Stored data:
Start of Block
Issue #3807, opened 2025-02-11
No Gap Between Simulator Buttons


brishtibheja:
The "simulate" and "clear last simulation" button have no gap between them when vertically spaced under width constraints.

Forums: https://forums.ankiweb.net/t/anki-25-01-02-beta-rc/54490/83?u=sorata

PR #3822, opened 2025-02-15
Update FsrsOptions.svelte to add margin / gap between simulator buttons

GithubAnon0000:
Fixes: #3807 

After the change it looks like this:
anki


dae:
Thanks!

PR #3825, opened 2025-02-16
Use tilted (filled and unfilled) sticky icons in the cards editor

GithubAnon0000:
This is a follow-up on #3821.

Fixes: https://forums.ankiweb.net/t/if-the-user-completely-erases-a-sticky-field-that-should-automatically-unstickify-it/38177/16?u=anon_0000.

# Changes made
I took the icons from @sprvlcn here: https://forums.ankiweb.net/t/if-the-user-completely-erases-a-sticky-field-that-should-automatically-unstickify-it/38177/14?u=anon_0000.

ts/lib/icons/contain-plus.svg is on one single line, which is why I put the new icon code in one line too.

The hollow icon was hardly readable though by default, which is why I changed the fill to currentColor.

# Pictues
The first field is checked / active / sticky, the second one is not checked / is inactive / is not sticky.

### Light
anki

### Dark
anki

### Light
anki

### Dark
anki

### Light
anki

### Dark
anki

# Others
This needs approval from @dae who wanted to see the change in situ.


dae:
LGTM - thank you!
End of Block
Exercise prompt =
For every line of the records that has the word "field" in it, make a copy.

Completed exercise =
Fixes: https://forums.ankiweb.net/t/if-the-user-completely-erases-a-sticky-field-that-should-automatically-unstickify-it/38177/16?u=anon_0000.
I took the icons from @sprvlcn here: https://forums.ankiweb.net/t/if-the-user-completely-erases-a-sticky-field-that-should-automatically-unstickify-it/38177/14?u=anon_0000.
The first field is checked / active / sticky, the second one is not checked / is inactive / is not sticky.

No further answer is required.